The vast majority of students have identified issues with work generated by artificial intelligence (AI) but less than half say they regularly check or verify its output, according to a major new survey on public attitudes towards new technologies.
The research by the King’s Institute for Artificial Intelligence and the Policy Institute at King’s College London found that those attending universities often had conflicting views on the impact of AI and its usefulness.
More than half (56 per cent) of students polled say they are using AI a few times a week – compared with 33 per cent of the general population.
Nearly nine in ten students (85 per cent) who use AI have found there were problems with the work or content it produced. The most common problems were factual errors or inaccuracies (37 per cent) and hallucinations such as made-up sources or statistics (31 per cent).
Despite this, 19 per cent of students admitted to rarely or never verifying the final output. Only 15 per cent say they always check, and 28 per cent say they usually do.
There was no clear consensus on whether universities encourage AI use, with a third saying they do, another third saying they are discouraged and the rest saying they have had no clear guidance either way.
While 60 per cent of students say their university can prepare them well for an AI-shaped job market, only 36 per cent say they currently are being well prepared.
Looking at general attitudes to the potential impact of AI, just 24 per cent of the public as a whole think the technology is positive for humanity – compared with 43 per cent of university students.
And a clear majority (56 per cent) of students are excited about new job opportunities opening up as a result of AI. In contrast, only 35 per cent of workers and 28 per cent of the overall public feel the same.
Within universities, there is a clear gender divide. Male students are significantly more likely to say AI will improve their life (57 per cent) compared with female students (40 per cent).
Male university students are also the most confident that AI is improving their ability to think for themselves (41 per cent) – and female university students are most likely to think it’s having the opposite effect (46 per cent).
But despite their optimism for the use of AI, students tend to be more worried than others about its implications for the economy.
About six in 10 expect AI will have made the job market much tougher for them by the time they graduate. They are nearly twice as likely as the public to blame AI for the graduate jobs slump.

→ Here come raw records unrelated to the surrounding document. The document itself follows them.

PR #2511, opened 2025-05-26
fix contains check for lumped element, which was too strict

dmarek-flex:
I introduced this bug a couple of months ago, when fixing a bug related to lumped elements outside the simulation domain.

We should allow lumped elements to touch the boundary.


yaugenst-flex (approved):

yaugenst-flex:
@dmarek-flex looks like some test is failing?

dmarek-flex:
yes, I am working on fixing this, and I will also move the new test to be part of that failing test

dmarek-flex:
OK so 2D structures, like lumped elements should not be against boundaries on their dimension of zero size, but they can touch it otherwise

dmarek-flex:
@yaugenst-flex The coverage report does not make complete sense to me, but this is ready to go?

And 56 per cent think widespread AI-driven job losses would be worse than a normal recession – higher than any other group surveyed.
A third of students believe AI will eliminate jobs fast enough to trigger civil unrest – significantly higher than the view of the general public (22 per cent).
Despite acknowledging concern for the economy, people are noticeably less worried about AI’s impact on their own job. Graduate workers (45 per cent) are more likely than school-leavers (34 per cent) to express concern about their own role.
Although 78 per cent of students would still go to university, 30 per cent would choose a different undergraduate degree given the growth of AI. Twelve per cent say they would choose not to go to university at all.
Bobby Duffy, director of the Policy Institute at King’s, said people mostly look to the government, schools and universities to help young people adapt, but there is clearly much more that can be done.
“The public, workers, young people and university students are watching the rapid development of AI with more fear than excitement, with real concern for what it will do to jobs, particularly at entry levels and, therefore, the prospects for our young people and the economy in general,” said Duffy.
The study, which surveyed about 4,000 people overall, including 1,000 university students, found that large sections of society are undecided on how beneficial they think AI will be.
“It is still early days, and our baseline study shows that many don’t yet have firm views or much direct experience of AI’s impact, but that’s likely to change quickly, and we’ll need to outline clear plans on how we will adapt and support people in the transition,” said Duffy.